Hidden cost of Rate Discretization
How the number of rate categories affects phylogenetic inference
Models of among-character rate variation are a cornerstone of modern phylogenetic inference. As the true biological distribution of rate variation among characters is unknown, e.g., it could be either a unimodal continuous distribution or simply two categories (fast vs slow), the most robust approach is yet uncertain. Current approaches simply assume that true rate variation is unimodal and approximate a continuous distribution of rates (e.g., Gamma or Lognormal) using a finite number of categories, 𝑘. This discretization is a critical technical step, yet the consequences of mismatches between the number of categories used for inference versus the true generating process, and how these effects interact with the underlying level of rate heterogeneity, are not well understood. Here, we investigate the sensitivity of parameter inference to the choice of 𝑘 and the discretization method (mean vs. median) using simulation studies under both Gamma and Lognormal among-character rate variation (ACRV) models. We explored different magnitudes of rate variation, from low (rates spanning one order of magnitude) to high (rates spanning three orders of magnitude). We find that mismatches in 𝑘 lead to systematic and severe biases in the estimation of the rate heterogeneity shape parameter. Critically, these biases propagate to other key parameters.

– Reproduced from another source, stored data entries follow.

PR #5633, opened 2021-03-11
Return nsaccountlock in user-add as boolean

antoniotorresm:
The `nsaccountlock` attribute was being returned as a
list of string ("TRUE"/"FALSE") instead of a boolean.
Use the convert function used in `user-find` and `user-mod`
for consistency, since these commands return the parameter as a boolean.

Fixes: https://pagure.io/freeipa/issue/8743

### DIFF
--- a/ipaserver/plugins/baseuser.py
+++ b/ipaserver/plugins/baseuser.py
@@ -545,6 +545,8 @@ class baseuser_add(LDAPCreate):
         self.obj.convert_usercertificate_post(entry_attrs, **options)
         self.obj.get_password_attributes(ldap, dn, entry_attrs)
         convert_sshpubkey_post(entry_attrs)
+        if 'nsaccountlock' in entry_attrs:
+            convert_nsaccountlock(entry_attrs)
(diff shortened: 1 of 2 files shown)


rcritten:
nit: the value was returned as a list of string instead of a boolean.

antoniotorresm:
That's right, commit message updated :)

rcritten:
Some of the xmlrpc tests are failing because they still expect a list and not a boolean.

rcritten:
Test changes look good. Can you add the ticket to that commit message as well?

rcritten:
One last question: Is this for the master branch only or backport to ipa-4-9?

abbra:
The original report was done against Fedora 33, thus ipa-4-9 backport is needed.

abbra:
master:

* 45de2d7f393e22288ae3d804b97ecadf5fc29c9c Return nsaccountlock in user-add as boolean
* 8caac84146cd633f8ccd3501fe220e74a30af466 ipatests: expect boolean type for nsaccountlock in user module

In both Gamma and Lognormal ACRV models, when the rate variation is low, even though the shape parameter estimates are inaccurate, the tree length is remarkably robust. Whereas in presence of higher magnitude of rate variation, this robustness breaks down, and mismatches between the true and inferred number of categories 𝑘 lead to significant biases in tree length estimation. We demonstrate that 𝑘 -mismatch leads to severe, systematic biases in rate parameters and under high heterogeneity, significant misestimation of total tree length, challenging the robustness of downstream analyses.